After the account of the fray, given by Moeris, and the comments of Lycidas, in which he introduces the lines referred to in the previous chapter, as having all the signs of being a real description of the situation of Virgil’s farms—
qua se subducere colles incipiunt—
Moeris sings the opening lines of certain other pastoral poems, some his own, some the songs of Menalcas. Two of these—[pg 142]‘Tityre dum redeo’ and ‘Huc ades O Galatea’—are purely Theocritean. Two others—
Vare tuum nomen, superet modo Mantua nobis,
and
Daphni quid antiquos signorum suspicis ortus[218]—
indicate the new path which Virgil’s art was striking out for itself. There is certainly more real substance in this poem than in most of the earlier Eclogues. Lycidas and Moeris speak about what interests them personally. The scene of the poem is apparently the road between Virgil’s farm and Mantua. There seem to be no conventional and inconsistent features introduced from the scenery of Sicily or Arcadia, unless it be the ‘aequor’ of line 57—
Et nunc omne tibi stratum silet aequor[219].
But may not that be either the lake, formed by the overflow of the river, some distance above Mantua, or even the great level plain, with its long grass and corn-fields and trees, hushed in the stillness of the late afternoon?

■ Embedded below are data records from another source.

PR #4686, opened 2025-06-26
Temporarily don't timeout pytest for debugging

ajpotts:
Temporarily remove pytest timeout to help debug hanging tests on the HPE systems.


bradcray (approved):
This looks good to me, assuming that the lack of setting these values is sufficient to turn off the timeout.  Checking #4654 that introduced the timeout, this seems to be the case.

PR #4687, opened 2025-06-26
Closes 4657 aligns linspace and logspace to numpy

### LINKED ISSUE #4657: Align linspace and logspace to numpy
Arkouda's implementations of linspace and logspace differ significantly from numpy's.

- Neither ak.logspace nor ak.linspace allow non-scalar start, stop and base. The numpy versions do.
- ak.logspace and ak.linspace use "length" to refer to the argument that numpy calls "num".
- Neither ak.logspace nor ak.linspace allow a dtype or axis argument. Numpy does.

These should be addressed.

drculhane:
Closing because of the memory issue, and because I've posted an alternate python-only solution.

----------

Closes #4657 and #2999

----------

Still having issues with the memory usage.  In the meantime, I've done the simplifications I talked about (reducing the cases to scalar-scalar and vector-vector), and also simplified the calculation of the result shape (it no longer requires a separate proc).

----------

Update : reworked the for loops chapel-side into foralls, as Ryan suggested.

----------

Ready for review.  This supercedes PR #4637, which I've closed.  That PR added a logspace function, but it didn't include all the parameters of numpy logspace.  This one does.

Quick summary:

There's a lot of code here, but half of it (maybe more) is docstrings and tests.

adds logspace to the __ init __.py files, and to the __ all __ of pdarraycreation.py.
rewrites linspace python-side to use the same parameters and parameter names as numpy
adds logspace, which (just like numpy) computes base ** (results from linspace)
for both linspace and logspace, I've include a dtype parameter for compatibility with numpy, but I ignore it, because these are fundamentally float functions.  I'm open to discussion about that.
eliminates linspaceMsg from SequenceMsg.chpl, and instead has linspace_ss, linspace_sv, linspace_vs, linspace_vv, and a helper function linspace_shape.
includes unit tests for 1D, 2D and 3D versions.  The previous unit tests have been removed.

There is no logspace function chapel-side since it's not needed.

One topic for discussion: I didn't include multi-dim examples in the docstrings, because that made the upstream tests fail.  I could include them, and have numpy/pdarray_creation_test.py skip the docstring tests if the higher ranks aren't compiled (this is how numpy/numeric_test.py handles it).  I'm open to suggestions.

### DIFF
--- a/arkouda/__init__.py
+++ b/arkouda/__init__.py
@@ -222,6 +222,7 @@ from arkouda.numpy import (
     issubdtype,
     lib,
     linspace,
+    logspace,
     log,
     log10,
     log1p,
--- a/arkouda/numpy/__init__.py
+++ b/arkouda/numpy/__init__.py
@@ -259,6 +259,7 @@ from arkouda.numpy.pdarraycreation import (
     full,
     full_like,
     linspace,
+    logspace,
     ones,
     ones_like,
     promote_to_common_dtype,
--- a/arkouda/numpy/pdarrayclass.py
+++ b/arkouda/numpy/pdarrayclass.py
@@ -558,9 +558,9 @@ class pdarray:
 
     def __del__(self):
         try:
+            logger.debug(f"deleting pdarray with name {self.name}")
             from arkouda.client import generic_msg
 
-            logger.debug(f"deleting pdarray with name {self.name}")
             generic_msg(cmd="delete", args={"name": self.name})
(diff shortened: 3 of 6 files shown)


1RyanK (approved):
I think you should check some of the `for`s and see which of them can be `forall`s instead. You said something about docstring tests failing - is that because of precision issues or something? I think Amanda was doing some ... thing to get around those.

PR #4690, opened 2025-06-30
Skipif test_checkpoint()

vasslitvinov:
One of the testing machines does not support file system accesses across the login node (running the pytest client) and the compute nodes (running the server). Skip `test_checkpoint()` in that case to avoid failures.

While there, refactor slightly `test_checkpoint()` implementation.

P.S. We may need to skipif `auto_checkpoints.py` as well in this case.

### DIFF
--- a/tests/checkpoint_test.py
+++ b/tests/checkpoint_test.py
@@ -33,11 +33,19 @@ def cp_test_base_tmp(request):
 
 
 class TestCheckpoint:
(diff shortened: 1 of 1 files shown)


e-kayrakli (approved):

ajpotts (approved):
Thanks!

ajpotts (approved):

PR #4694, opened 2025-07-02
Closes-2915, adds isnumeric function

### LINKED ISSUE #2915: add isnumeric function for pdarrays
Add isnumeric function to pdarrays to match numpy function for ndarrays:
https://numpy.org/doc/stable/reference/generated/numpy.char.isnumeric.html

For each element, return True if there are only numeric characters in the element.

isnumeric may not be implemented yet for strings in chapel.

drculhane:
Update

--

The current revision (as of 7/10/25) moves isnumeric into the char folder.  It can now be addressed in three ways:

pda.isnumeric(), that is, as a method of the pdarray class
ak.char.isnumeric(pda), similar to np.char.isnumeric, and
ak.isnumeric(pda), and I'm not sure why that works.

arkouda/numpy/char.py has only the isnumeric function.  Its input is String, but when I import strings at the top of the file in order to use typechecking, I get a circular import.  The only way I found to avoid that was not to use @typecheck, and instead to import strings inside the function, and manually do the type check there.

--

I've implemented Ryan's suggestion to use a set instead of an array to store the known numeric unicodes.  I tried to search through all the letters in a string with a forall, but I kept getting this error message:

```
/home/drandy/projects/arkouda/src/SegmentedString.chpl:1776: error: A standalone or leader iterator is not found for the iterable expression in this forall loop
make: *** [Makefile:569: arkouda_server] Error 1

```
I understand that message, but it doesn't seem applicable, since it refers to zipped iterations, which I don't think this is.

--

I've done a major rewrite of this, such that it now covers all the cases that np.char.isnumeric() considers numeric (a total of 1922 characters, including decimal digits, numerical superscripts and subscripts, special characters with digits encircled or enclosed in parens, "vulgar fractions," non-Arabic numerals, etc).

The function is now a string method (in strings.py, not numeric.py), so it's addressed the same way the other string methods are, e.g.

stringName.isdigit()
stringName.isdecimal()
stringName.isnumeric()

It's also accessible as a standalone function, ak.isnumeric().

--

Closes #2915, adding an isnumeric function to match np.char.isnumeric.

Note:

This is presently in arkouda/numpy/numeric.py, but maybe it belongs in strings.py? [_That's where it is now._]

There is no multi-dim test, because arkouda, AFAIK, doesn't support multi-dim string pdarrays.  String pdarrays are actually segmented strings.

The SegString class already had a method isdigits, which I was able to use to implement isnumeric. [_outdated.  The class now has an isnumeric method._]


drculhane:
> I think this will work, but would it be too much to change the array of hex things into a set? Then instead of doing a forall comparing the things in the set to the current character, you can just see if the set contains the character, and do a forall over the strings or characters (or both? I think if you do both, then it works whether you have few strings with many characters each, or many strings with few characters each).

I really like this suggestion.  I'll push a revision later this morning.

1RyanK (commented):
Okay, so after looking into it, parallelizing over a single string is not really something the compiler likes to do, thus the compiler error.
However, one other thing - I'm concerned that every time the function is called, it creates that big var set and checks to see if the character is in it. Instead, could you try declaring it outside the function, and declaring as const? It doesn't change so that may help performance. Other than that, I don't think there's anything practical that can be done.

drculhane:
> Okay, so after looking into it, parallelizing over a single string is not really something the compiler likes to do, thus the compiler error. However, one other thing - I'm concerned that every time the function is called, it creates that big var set and checks to see if the character is in it. Instead, could you try declaring it outside the function, and declaring as const? It doesn't change so that may help performance. Other than that, I don't think there's anything practical that can be done.

Also an excellent suggestion.  Done.

arkouda/numpy/strings.py
```diff
@@ -757,6 +757,57 @@ def isdecimal(self) -> pdarray:
...
         )
 
+    @typechecked
+    def isnumeric(self) -> pdarray:
+        """
+        Return a boolean pdarray where index i indicates whether string i of the
+        Strings has all numeric characters. There are 1922 unicode characters that
+        qualify as numeric, including the digits 0 through 9, superscripts and
+        subscripted digits, special characters with the digits encircled or
+        enclosed in parens, "vulgar functions," and more.
```
ajpotts, line 767: I think you mean "vulgar fractions", not "vulgar functions".

tests/numpy/string_test.py
```diff
@@ -973,3 +974,28 @@ def test_concatenate_uniquely(self, size):
...
+        for i in range(prob_size):
+            heads_or_tails = random.choice([True, False])
+            if heads_or_tails:
+                prob_set.append("".join(random.choice(numerics) for j in range(4)))
+            else:
+                prob_set.append("".join(random.choice(alphanumerics) for j in range(4)))
+        nda = np.array(prob_set)
+        pda = ak.array(nda)
+        assert_arkouda_array_equivalent(np.char.isnumeric(nda), pda.isnumeric())
+        assert_arkouda_array_equivalent(np.char.isnumeric(nda), ak.isnumeric(pda))
```
ajpotts, line 1001: Maybe just compute `np.char.isnumeric(nda)` once, in case it's slow for large sizes?

ajpotts (approved):
Great work!

arkouda/numpy/strings.py
drculhane: Oops :)

ajpotts (approved):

The sixth Eclogue was written probably about the same time and at the same place, the villa of Siron, in which Virgil had taken refuge with his family. It is inscribed with the name of Varus, who is said to have been a fellow-student of Virgil under the tuition of Siron. But, with the exception of the dedicatory lines, there is no reference to the circumstances of the time. Though abounding with rich pastoral illustrations, the poem is rather a mythological and semi-philosophical idyl than a pure pastoral poem. It consists mainly of a song of Silenus, in which an account is given of the creation of the world in accordance with the Lucretian philosophy; and, in connexion with this theme (as is done also by Ovid in his Metamorphoses), some of the oldest mythological traditions, such as the tale of Pyrrha and Deucalion, the reign of Saturn on earth, the theft and punishment of Prometheus, etc., are introduced. The opening [pg 143]lines—Namque canebat uti—are imitated from the song of Orpheus in the first book of the Argonautics[220], but they bear unmistakable traces also of the study of Lucretius. There seems no trace of the language of Theocritus in the poem.